If it's creosote the problem is too much smoke and / or poor air flow. If you wood source is too close to the heat source it might cause heavy smoke. Just some ideas that might help. I can't tell from the picture but what is the size of your air inflow?


----------



## Bearcarver (Sep 30, 2013)

I would get an AMNPS, and never have a smoking problem again.

Heat is an entirely different thing. You shouldn't have to regulate your heat to adjust your smoke.

The AMNPS will solve your problem, and make smoking meat the pleasure it should be.

Bear


----------



## canajun bacon (Sep 30, 2013)

fish killer said:


> If it's creosote the problem is too much smoke and / or poor air flow. If you wood source is too close to the heat source it might cause heavy smoke. Just some ideas that might help. I can't tell from the picture but what is the size of your air inflow?


The airflow is a slide damper at the back of the unit fully open it measures 3"x 9". The problem is if its windy it drops my ambient temp too much, maybe some sort of wind shield will help. I think you may have hit the nail on the head with the chips being too close to the heat source too. I think I'm going to try raising my chip pan off of the element a bit. I've tried using a heavier pan for the chips but it seemed to store too much heat and it took forever to cycle.

Thanks for the input Fish Killer

-Back to the drawing board


----------



## canajun bacon (Sep 30, 2013)

Bearcarver said:


> I would get an AMNPS, and never have a smoking problem again.
> 
> Heat is an entirely different thing. You shouldn't have to regulate your heat to adjust your smoke.
> 
> ...


I hear ya bear, I'm just stubborn, lol. You're right though, Think I'm going to order one right now in fact.

thanks for the help

-Mike


----------



## Bearcarver (Sep 30, 2013)

Canajun Bacon said:


> I hear ya bear, I'm just stubborn, lol. You're right though, Think I'm going to order one right now in fact.
> 
> thanks for the help
> 
> -Mike


That's alright Mike-----I just hate to see peeps suffering, when there's an easier way. I'd be lost without my AMNS & AMNPS.

You'll never regret ordering one!!

Bear


----------



## Dutch (Oct 1, 2013)

What does the smoke look like that is coming out of your top vent? Is it bellowing white that's you can hardly see through or is it a thin blue/grey smoke that you can barely see?  If you answer is the first one, then you have way to much smoke going.  The second discription is what we strive for.

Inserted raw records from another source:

PR #4743, opened 2017-03-08
FIX: Category autocomplete breaks when search menu widget rerenders.

tgxworld:
https://github.com/discourse/discourse/pull/4717#issuecomment-28491458

As the default category autocomplete search results has already been cached on page load, rendering the category autocomplete is fast. Being too fast here causes the element to be included when VDOM runs its diffing algorithm to figure out what has changed. For some reason that is beyond my understanding of the VDOM library, the autocomplete popup is being replaced with the `search-menu-results` div but results in an error in the process. This PR fixes the issue by ensuring that we do not append the autocomplete popup with the div that is being re-rendered by instead append it in a parent div that is will not re-render as the search term is changed.

@eviltrout Can you review this? Thank you so much!

cc @cpradio

screenshot from 2017-03-08 20-12-43

### DIFF
--- a/app/assets/javascripts/discourse/lib/autocomplete.js.es6
+++ b/app/assets/javascripts/discourse/lib/autocomplete.js.es6
@@ -261,7 +261,11 @@ export default function(options) {
       left: "-1000px"
     });
 
-    me.parent().append(div);
+    if (options.appendSelector) {
+      me.parents(options.appendSelector).append(div);
+    } else {
+      me.parent().append(div);
+    }
 
     if (!isInput && !options.treatAsTextarea) {
       vOffset = div.height();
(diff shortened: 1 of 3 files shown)


cpradio:
Ah, you beat me to it. I figured I was still a day or two away from completely figuring out what you deciphered (based on every time I took a step away and came back, I uncovered something new about the problem). That is a very interesting solution to the problem. 

Looks like ti will still work for the Advanced Search page too, as options should be null in that case and thus not supplying a special selector to append the autocomplete results to.

tgxworld:
@cpradio Thanks for the initial debugging :) Your tip about `widget.scheduleRerender` helped me to track it down pretty easily.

Please go into more detail about your set up. Where do you put your wood? What do you put your wood in-(ie: pie pan or cast iron box)? What are you using for wood-i.e. chips or chunks? Is your top vent open all the way?


----------



## canajun bacon (Oct 1, 2013)

Dutch said:


> What does the smoke look like that is coming out of your top vent? Is it bellowing white that's you can hardly see through or is it a thin blue/grey smoke that you can barely see? If you answer is the first one, then you have way to much smoke going. The second discription is what we strive for.
> 
> Please go into more detail about your set up. Where do you put your wood? What do you put your wood in-(ie: pie pan or cast iron box)? What are you using for wood-i.e. chips or chunks? Is your top vent open all the way?

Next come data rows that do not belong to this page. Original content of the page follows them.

PR #4745, opened 2017-03-08
Improving search result blurb

jumbojett:
# Problem

Discourse _blurb_ does not correlate with the Postgres methods used to index and search data. 

# Solution

This PR does the following:

- Removes Ruby methods that build "blurbs" in search results. In place, harnessing powerful Postgres `ts_headline` to build better blurbs.
- Removes unnecessary index data from raw_data fields (topic title) in posts, and topic indexes leaving search_data fields in current format
- Improves result processing by using preprocessed raw_data
- Removes blurb-length search option due to irrelevance in blurb calculations

### DIFF
--- a/app/assets/javascripts/discourse/templates/full-page-search.hbs
+++ b/app/assets/javascripts/discourse/templates/full-page-search.hbs
@@ -107,9 +107,7 @@
             </span>
 
             {{#if result.blurb}}
-              {{#highlight-text highlight=q}}
-                {{{unbound result.blurb}}}
-              {{/highlight-text}}
+              {{{unbound result.blurb}}}
             {{/if}}
           </div>
 
--- a/app/controllers/search_controller.rb
+++ b/app/controllers/search_controller.rb
@@ -12,8 +12,7 @@ class SearchController < ApplicationController
     search_args = {
       type_filter: 'topic',
       guardian: guardian,
-      include_blurbs: true,
-      blurb_length: 300
+      include_blurbs: true
     }
 
     context, type = lookup_search_context
--- a/app/controllers/similar_topics_controller.rb
+++ b/app/controllers/similar_topics_controller.rb
@@ -10,9 +10,6 @@ class SimilarTopicsController < ApplicationController
 
     attr_reader :topic
 
-    def blurb
-      Search::GroupedSearchResults.blurb_for(@topic.try(:blurb))
-    end
   end
 
   def index
--- a/app/models/topic.rb
+++ b/app/models/topic.rb
@@ -459,8 +459,9 @@ class Topic < ActiveRecord::Base
 
     return [] unless candidate_ids.present?
 
-    similar = Topic.select(sanitize_sql_array(["topics.*, similarity(topics.title, :title) + similarity(topics.title, :raw) AS similarity, p.cooked as blurb", title: title, raw: raw]))
+    similar = Topic.select(sanitize_sql_array(["topics.*, similarity(topics.title, :title) + similarity(topics.title, :raw) AS similarity, COALESCE(ts_headline(#{Search.query_locale}, post_search_data.raw_data,#{ts_query}, 'StartSel=\"<span class=search-highlight>\",StopSel=\"</span>\",MaxWords=15,MinWords=10,MaxFragments=2'), '') AS blurb", title: title, raw: raw]))
                      .joins("JOIN posts AS p ON p.topic_id = topics.id AND p.post_number = 1")
+                     .joins("JOIN post_search_data ON post_search_data.post_id = p.id")
                      .limit(SiteSetting.max_similar_results)
                      .where("topics.id IN (?)", candidate_ids)
                      .where("similarity(topics.title, :title) + similarity(topics.title, :raw) > 0.2", raw: raw, title: title)
--- a/app/serializers/search_post_serializer.rb
+++ b/app/serializers/search_post_serializer.rb
@@ -4,6 +4,6 @@ class SearchPostSerializer < BasicPostSerializer
   attributes :like_count, :blurb, :post_number
 
   def blurb
-    options[:result].blurb(object)
+    object.blurb.to_str
   end
 end
--- a/app/serializers/similar_topic_serializer.rb
+++ b/app/serializers/similar_topic_serializer.rb
@@ -8,7 +8,7 @@ class SimilarTopicSerializer < ApplicationSerializer
   end
 
   def blurb
-    object.topic.blurb
+    object.topic['blurb']
   end
 
   def url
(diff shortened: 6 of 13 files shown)


SamSaffron:
can you include some specific examples of how this improves things?

jumbojett:
> specific examples of how this improves things

Sure @SamSaffron ! Specifically:

- Now blurbs directly reflect the original `ts_vector` query. This means the extracted text more relevant.
- Terms are hi-lighted with respect to stemming. If a user searches for _computing_ and the search engine matches on _computer_ then this term will be hi-lighted. The Ruby and Javascript methods cannot detect this.
- Blurbs are created from a lexical analysis and contain whole words rather than cutting up strings

# Example
They say a picture is worth a thousand words. 
## Before
image

## After
image

SamSaffron:
hmmm that sample is showing a blurb that has no indication that it is taking part of the sentence, can you add the ellipsis on both ends if it is a partial quote?

jumbojett:
> can you add the ellipsis on both ends if it is a partial quote?

@SamSaffron Yes! Ellipsis for partials are currently rendered for results that have more than one fragment. `ts_header` appends ellipsis for multiple fragments. The number of fragments are limited to three and generated based on relevance to the vector query. Here's another example where ellipses appear in blurbs.

image

SamSaffron:
I follow, but what about the leading and trailing ellipsis? Should it not be? 

...think we should add a new tag to the system that isn't included ... know by replying down below. Suggest new tags Here...

SamSaffron:
Also, I wonder what will happen in other locales, especially Chinese where the tokenizing is all messed up

jumbojett:
> what about the leading and trailing ellipsis

Postgres doesn't give a way to control these at the moment. I suppose a '...' could be prepended after the fact if a capital letter is not detected? 

> I wonder what will happen in other locales, especially Chinese where the tokenizing is all messed up

I'm not sure. This PR is a direct reflection of the current `ts_vector` query. In other words, if your current search functions with Chinese locales, then the blurbs _should_ automatically reflect it.

SamSaffron:
The problem with CJK languages is that PG support is super uneven. So we do the tokenizing in ruby. 

In Chinese, for example: asentencecanlooklikethis

We go ahead and split it up and store: "a sentence can look like this" 

If you we followed this blurb scheme in Chinese the blurbs would look incredibly confusing.

jumbojett:
> We go ahead and split it up and store: "a sentence can look like this"

Ah I understand - Are there any Chinese users who could help test? I'm thinking worst case is that a blurb is not returned. 

Could the PR be accepted in the meantime and file an open issue to look into this? I left the `blurb_for` method in place for the event we need to have an alternative game-plan for Chinese text.

SamSaffron:
I can't really break Chinese here, that is a non starter, @fantasticfears  may be able to help you test this

jumbojett:
@fantasticfears if you can help in this area it would be greatly appreciated. 😊 

👌  @SamSaffron I have an up-and-coming PR that builds off of this one. If there's anything else I can do to increase the chances of its acceptance let me know.

SamSaffron:
@jumbojett If you made this optional, default off, via a site setting I would feel much more comfortable accepting it. 

Then we can experiment with it

jumbojett:
Site settings sounds like a possible path, but I'm afraid of the complexity it might introduce when trying to build upon this revision.

SamSaffron:
can you expand on why your next PR needs this change?

jumbojett:
> expand on why your next PR needs this change?

Next PR will be for expanded searches. Searches that span topic-wide. (Similar to how google would search a discourse instance.) This requires `raw_data` to be specifically formatted according to this PR.

fantasticfears:
Sure I can help you with testing in Chinese. I'll come back with testing results later. The picture looks awesome!

Would you mind drawing some lines about your plans on [Meta](https://meta.discourse.org/c/dev)?
Sam has to keep maintaining the support for CJK search. And I'd also like to work on improving searching Chinese for Discourse later on. It would be great for the community to discuss.

jumbojett:
Great! Thanks for your help @fantasticfears. 

> Would you mind drawing some lines about your plans on Meta?

Sure thing. I'll be sure to detail plan as soon as it's fully formulated.

fantasticfears:
I may run into some locale problem which I can't reproduce the production search with the local docker. Anyway, it's better to just tell you how the local tests with your PR. It breaks the sentences with blanks where it shouldn't be. It looks bad but the quality seems nice. Great work!

And Chinese search appears having some problems back in months and it's not the index problem. Your PR seems fixing it somehow...

image

As of the dev process, if I can submit proposal in GSoC this year, I'll have the opportunity to address CJK searches from the ground up. It's quite hard to reproduce or address the searches on my end :(

jumbojett:
Thank you for helping us test @fantasticfears !  

> if I can submit proposal in GSoC this year, I'll have the opportunity to address CJK searches from the ground up

That would be great.

@SamSaffron Thoughts moving forward?

SamSaffron:
I feel like we have to fix the spacing issue in chinese before accepting this, I think the best way to move forward here is to make this a site setting

jumbojett:
@fantasticfears I found the following Postgres extension. If this were included as part of the base discourse docker image, could it address white-space formatting?

https://github.com/amutu/zhparser

fantasticfears:
@jumbojett My bad. I think my backup may override the index. Now I checkout the version before your PR and restore. Then I rebuild to your branch. The space issue is a false negative. Sorry for the confusion.

image

But the search blurb may not show the search term. `raw_data` isn't being tokenized. The difference is that only the markdown marks are stripped.
And it seems bold text (style) are not filtered by the method.

https://github.com/amutu/zhparser is an tokenizer which breaks the sentences into words. The tokenization is done in Ruby now. It is tempting but harder for @SamSaffron to maintain if not stable enough.

SamSaffron:
I still don't get the reluctance to make this optional for the time being, its quite simple to do the switching cause the blurbs can be generated server side and highlighting done server sides. So the whole difference ends up being weather you select an extra column or not.

jumbojett:
> I still don't get the reluctance to make this optional for the time being

@SamSaffron apologies for the reluctance. I'm new to ruby and find it intimidating to some extent.

> highlighting done server sides

I welcome assistance. I'm not entirely sure the best way to approach this in ruby.

tgxworld:
@jumbojett Just wanted to check if there are any updates on this?

jumbojett:
Hi @tgxworld . Thanks for checking in. I've been unable to tend to this PR. I'm not sure when I'll be able to update it. I'll add you as a collab on my fork in the event you'd like to finalize it based on @SamSaffron 's advice. How does that sound?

Yeah the smoke for the most part is fairly thin, but it's not consistent, a couple times that I checked it the smoke looked like it was a bit too thick so I opened the flue more to clear it out. You may have noticed that I have a 2nd door made from tempered glass that is sealed, so I can get a good idea of how thick the smoke is in the chamber. I don't have a picture of it with smoke in it yet, but Its definitely not TBS. My wood is chips, that are placed in a fairly thick pie pan that is placed directly on the element, which I've realized is most likely a large part of the problem. I tried using a cast iron pan but it stored way too much heat in the iron and would take about an half an hour to turn back on, storing more heat each time it fired. I think it would help if i made something that supported the pan so that it's off of the burner. The top vent has been completely open for the last few smokes, as well as a flue that I built into the back of the unit, that you can see near the bottom of the smoker. Problem with opening the flue is it affects the ambient air temp and makes the element cycle more often, which burns chips that much faster.

I'm guessing part of the problem is having only one heat source for my temp and my burn. Which is why I'm looking into the AMNPS. I'm just not sure where in the cabinet would be a good place to put the basket. May have to look into building a smoke generator to put onto the side of the unit.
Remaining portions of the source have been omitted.